Bathroom + Personal Care Products:
No, you do not need 8 shampoo and conditioner options, 14 types of nail polish, 5 hairbrushes, and makeup from high school. Pick your favorites, toss or donate the rest. And if it's over a year old, get rid of it!
This is an area that Beautycounter truly transformed my life. I was never, NEVER, a simplified personal care product woman. I had a million options and makeup in my college bag I bought in middle school.
Once I had Charlotte in 2017, I was struggling to take any time for myself. PPA (postpartum anxiety) crippled me and every time I walked by a mirror I would cringe and be reminded how I was barely surviving.
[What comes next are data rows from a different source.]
PR #1235, opened 2019-03-05
Test that parts of GOV.UK Frontend can be imported individually

36degrees:
Ensure that files within certain layers render to CSS without error when imported individually:

- Core
- Objects
- Components
- Overrides

This will test that e.g. files within these layers import their own dependencies.

This builds on the work done by @penx in #1226.

Closes #1226

### DIFF
--- a/src/overrides/overrides.test.js
+++ b/src/overrides/overrides.test.js
@@ -1,15 +1,11 @@
 /* eslint-env jest */
 
-const util = require('util')
 const glob = require('glob')
-
+const { renderSass } = require('../../lib/jest-helpers')
 const configPaths = require('../../config/paths.json')
-
-const sass = require('node-sass')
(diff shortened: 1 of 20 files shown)


src/overrides/overrides.test.js
```diff
@@ -0,0 +1,11 @@
+/* eslint-env jest */
+
+const glob = require('glob')
+const { renderSass } = require('../../lib/jest-helpers')
+const configPaths = require('../../config/paths.json')
+
+const sassFiles = glob.sync(`${configPaths.src}/overrides/**/*.scss`)
+
+it.each(sassFiles)('%s renders to CSS without errors', (file) => {
+  return renderSass({ file: file })
```
nickcolley: Non-blocking you can use `func({ file })` here

penx:
Yay thanks!

PR #1244, opened 2019-03-08
Prevent Travis CI running when only docs change

nickcolley:
We trigger a lot of builds when we update CHANGELOGs.

We can detect if only markdown files have changed and avoid running Travis CI.

Based on https://reflectoring.io/skip-ci-build/

If we decide to do this we'd want to merge it and do a few quick test pull request branches to double check it still runs the tests as we expect...

### DIFF
--- a/.travis.yml
+++ b/.travis.yml
@@ -8,8 +8,9 @@ jobs:
   include:
     - stage: Run npm test
       script:
+      # We can skip Travis if there are only changes to files like the CHANGELOG
+      - ./bin/check-skip-ci.sh
       # Ensure Travis aborts without running tests if the package-lock.json file needs updating
-      - set -e
       - ./bin/check-package-lock.sh
       # TravisCI is slower than our local machines, so results in intermittent timeouts
       # using the `--runInBand` flag we can force it to without requiring as much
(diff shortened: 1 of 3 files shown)


.travis.yml
```diff
@@ -2,6 +2,9 @@ language: node_js
 notifications:
   email: false
 sudo: false
+before_install:
+# We don't need to run Travis on files like the CHANGELOG
+- ./bin/check-skip-ci.sh
```
36degrees: I don't believe this will actually do anything here – this'll just exit like any other pre-install step (e.g. installing a dependency) and Travis will continue on to run the tests as usual.

I think this'll need to be part of the 'Run npm test' 'stage' – but it'll still need to exit cleanly to prevent Travis from marking the build as failed.

Happy to pair on this next week if that helps.

36degrees: Actually, it's more complicated than that, because I think `TRAVIS_COMMIT_RANGE` will always reflect the diff of the entire PR, not the diff since the last test was run. So this would help **PRs** that only change markdown files, but it won't prevent tests running for individual commits that only touch markdown files.

We also cancel pending builds when we push new commits to an existing branch, so I think it's probably safer just to always run the tests…

Issue #1236, opened 2019-03-05
Firefox visual bug with back button


BNewing:
This is a tiny issue, but on Firefox, the focus state of the back button has a little visual bug. It has a small white line at the top, which breaks the background highlighting:

<img width="96" alt="image" src="https://user-images.githubusercontent.com/16868713/53803120-a4157200-3f3b-11e9-8860-dda18bd741b4.png">

I found this on a project I was working on and the workaround I implemented was to add a border to the element and make it the same colour as the focus state when focused, and transparent when  not focused.

dashouse:
@BNewing Thanks Beverley, we're in the process of updating the focus style more generally for WCAG 2.1 compliance and the current proposal also fixes this issue.

We'll keep this open so we can refer to it when that work is complete and make sure that is addressed.

36degrees:
Just to confirm that this has been fixed as part of the focus state changes, and will be going out in GOV.UK Frontend 3.0.

<img width="124" alt="Screen Shot 2019-05-20 at 15 20 34" src="https://user-images.githubusercontent.com/121939/58028546-df731600-7b12-11e9-8a64-17aaada13395.png">

PR #1245, opened 2019-03-12
Focus iteration

dashouse:
WIP

### DIFF
--- a/src/components/back-link/_back-link.scss
+++ b/src/components/back-link/_back-link.scss
@@ -27,16 +27,7 @@
 
 
     &:focus {
-      // Current margin minus 3px padding added by focus
-      margin-top: 12px;
-      // 14px for icon + 5px from focus style
-      padding-left: 19px;
       border-bottom: 1px solid govuk-colour("yellow");
-
-      &:before {
-        top: 2px;
-        left: 5px;
-      }
     }
 
     // Prepend left pointing arrow
--- a/src/components/back-link/_back-link.scss
+++ b/src/components/back-link/_back-link.scss
@@ -25,6 +25,20 @@
     // Underline is provided by a bottom border
     text-decoration: none;
 
+
+    &:focus {
+      // Current margin minus 3px padding added by focus
+      margin-top: 12px;
+      // 14px for icon + 5px from focus style
+      padding-left: 19px;
+      border-bottom: 1px solid govuk-colour("yellow");
+
+      &:before {
+        top: 2px;
+        left: 5px;
+      }
+    }
+
     // Prepend left pointing arrow
     &:before {
       @include govuk-shape-arrow($direction: left, $base: 10px, $height: 6px);
--- a/src/components/checkboxes/_checkboxes.scss
+++ b/src/components/checkboxes/_checkboxes.scss
@@ -125,6 +125,7 @@
     // Since box-shadows are removed when users customise their colours, we set
     // a transparent outline that is shown instead.
     // https://accessibility.blog.gov.uk/2017/03/27/how-users-change-colours-on-websites/
+    border: 4px solid govuk-colour("black");
     outline: $govuk-focus-width solid transparent;
     outline-offset: $govuk-focus-width;
     box-shadow: 0 0 0 $govuk-focus-width $govuk-focus-colour;
--- a/src/components/footer/_footer.scss
+++ b/src/components/footer/_footer.scss
@@ -48,8 +48,7 @@
     // When focussed, the text colour needs to be darker to ensure that colour
     // contrast is still acceptable
     &:focus {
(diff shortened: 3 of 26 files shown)


src/components/footer/_footer.scss
```diff
@@ -7,11 +7,11 @@
...
   $govuk-footer-background: $govuk-canvas-background-colour;
-  $govuk-footer-border-top: #a1acb2;
-  $govuk-footer-border: govuk-colour("grey-2");
-  $govuk-footer-text: #454a4c;
+  $govuk-footer-border-top: $govuk-border-colour;
+  $govuk-footer-border: $govuk-border-colour;
+  $govuk-footer-text: $govuk-text-colour;
   $govuk-footer-link: $govuk-footer-text;
-  $govuk-footer-link-hover: #171819;
+  $govuk-footer-link-hover: $govuk-footer-text;
```
aliuk2012: All of the above has already been done.

src/components/checkboxes/_checkboxes.scss
```diff
@@ -125,6 +125,7 @@
     // Since box-shadows are removed when users customise their colours, we set
     // a transparent outline that is shown instead.
     // https://accessibility.blog.gov.uk/2017/03/27/how-users-change-colours-on-websites/
+    border: 4px solid govuk-colour("black");
     outline: $govuk-focus-width solid transparent;
```
36degrees: This might not be required any more, with the border-width change.

src/components/radios/_radios.scss
```diff
@@ -126,6 +126,7 @@
     // Since box-shadows are removed when users customise their colours we set a
     // transparent outline that is shown instead.
     // https://accessibility.blog.gov.uk/2017/03/27/how-users-change-colours-on-websites/
+    border: 4px solid govuk-colour("black");
     outline: $govuk-focus-width solid transparent;
```
36degrees: This may not be required any more either (as with checkboxes)

src/helpers/_links.scss
```diff
@@ -31,24 +31,29 @@
 @mixin govuk-link-style-default {
   &:link {
     color: $govuk-link-colour;
+    text-decoration-color: govuk-colour("light-blue");
```
36degrees: We're now not making this change (at least for now)

src/components/back-link/_back-link.scss
```diff
@@ -25,6 +25,11 @@
     // Underline is provided by a bottom border
     text-decoration: none;
 
+
+    &:focus {
```
36degrees: We may be able to close https://github.com/alphagov/govuk-frontend/issues/1236 with the focus state change here.

src/components/footer/_footer.scss
```diff
@@ -31,22 +31,24 @@
   }
 
   .govuk-footer__link {
-    @include govuk-focusable-fill;
+    @include govuk-focusable-text-link;
 
     &:link,
     &:visited {
       color: $govuk-footer-link;
+      text-decoration: none;
```
nickcolley: @dashouse are we sure about removing the underline in the footer, it makes all the links look like body content, there's no way of knowing something is clickable.

src/helpers/_focusable.scss
```diff
@@ -30,5 +29,28 @@
     outline: $govuk-focus-width solid $govuk-focus-colour;
     outline-offset: 0;
     background-color: $govuk-focus-colour;
+    text-decoration: none;
```
nickcolley: @dashouse can you confirm that you want to remove text-decoration here? It's think it's only used in the skip-link component after these changes, which I'm not sure is a good idea since the underline helps give it the affordance that it can be clicked?

We want to review these mixins once we've done all the work but just wondering here...

36degrees: This should only affect links that are focussed, I think? I believe the intention is to avoid a 'double underline' from the text decoration and the black box shadow together.

nickcolley: This mixin is no longer used with links, I think you're replying thinking of the mixin below this one potentially?

src/components/footer/_footer.scss
nickcolley: hmm im presuming this change it to make the footer consistent with the header...

src/helpers/_focusable.scss
nickcolley: Spoke to Dave and given that this is only used by tabbing to the component we've decided to leave the underline in for now.

src/components/footer/_footer.scss
nickcolley: Decided to go with this for now since it fits our navigation patterns.

I believe that this could fail WCAG though:

https://www.w3.org/TR/WCAG20-TECHS/F73.html

PR #1247, opened 2019-03-13
Fix tabs bullet point character encoding issue when not enhanced

### LINKED ISSUE #1246: Tabs with weird content rendering without JS
If I disable js on my computer (Chrome 72.036), I get this:

Screen Shot 2019-03-13 at 10 25 06

For [this](https://design-system.service.gov.uk/components/tabs/default/index.html) url.

nickcolley:
Will fix any issues with character encoding and is consistent with how we do this elsewhere (breadcrumbs)

I've not actually been able to replicate this, but it doesn't seem controversial to merge if the original contributor can confirm this fixes it.

Fixes #1246

### DIFF
--- a/src/components/tabs/_tabs.scss
+++ b/src/components/tabs/_tabs.scss
@@ -29,7 +29,7 @@
     margin-left: govuk-spacing(5);
 
     &::before {
-      content: "\2014 ";
+      content: "\2014 "; // "— "
       margin-left: - govuk-spacing(5);
       padding-right: govuk-spacing(1);
     }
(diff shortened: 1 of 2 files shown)


edwardhorsford:
I can't replicate the original issue - so I'm not sure I can confirm this fixes it. This renders fine for me though - but so does the original!

stevesims:
Checked the deployed version out, and this is working fine now when swapping character encoding in Safari.

Nice work 👍

src/components/tabs/_tabs.scss
```diff
@@ -29,7 +29,7 @@
     margin-left: govuk-spacing(5);
 
     &::before {
-      content: "— ";
+      content: "\2014 ";
```
36degrees: It'd be good to add a comment just so we know what this character is without having to look it up (and also in case anyone searches for it)

```suggestion
      content: "\2014 "; // "— "
```

Issue #1250, opened 2019-03-20
Date input component spacing problem at very narrow widths


andysellick:
![Screen Shot 2019-03-20 at 08 49 51](https://user-images.githubusercontent.com/861310/54671164-43666780-4aed-11e9-830e-9fc8a2fd3051.png)

If the date input is in a small enough space that it is forced to wrap, there's not enough vertical spacing between the label and the inputs above (see screenshot). Seems to occur if the component is in a container less than 200px wide.

This might seem unlikely to occur in the wild but we eventually want to use the date input component in finders to replace the existing single input field (for example on the [news and communication finder](https://www.gov.uk/search/news-and-communications)). Here the component would be in a narrow side column that can be reduced to a width less than 200px before hitting the mobile break point.

(there is some right margin on the 'year' input that could be removed, possibly, although that wouldn't completely solve the issue)

nickcolley:
We could consider using flexbox here...

dashouse:
Hey @andysellick,

This is a use case of this component that wasn't entirely expected, we tend to support something like this down to about 320px (inclusive of page gutter).

When something like this is used on a larger screen but in a small container the smaller font size won't have kicked in so the component will also be bigger than if it was 100% of a smaller screen.

There's a couple of options if you want to get this working for you now,

a) Depending on what you're doing with the other components in the refine panel you could reduce the font size to 16px which will also reduce the size of the inputs. I wouldn't imagine you'd want to do this unless all of the other form elements were also 16px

The Flawless in Five makeup bundle became “me time” and honestly revived my self-care practices in that season of life.
I also love having 4 steps for a skincare routine with little extra treatments to round out my daily self-care practices.
I've been trying to migrate to a “capsule wardrobe" for legitimately years. It's not easy, but I probably go through my closet once a quarter and donate more each time. Have I worn this lately? Is this really my style? If the answers are no, it has to go!
Side note: I also purged all my underwear, socks, and bras a couple years ago and bought nearly all the same style/type on sale and it has made life SO much simpler! Highly recommend. I've recently done this with my “plain Ts.” My summer mom wardrobe was a pair of jean shorts (I love pockets) + a plain T. Since I got rid of most I don't love to wear, I just open the drawer and go!
Clear off the nightstands and clutter around the room. It's so lovely to wake up to just see one book and a picture next to me.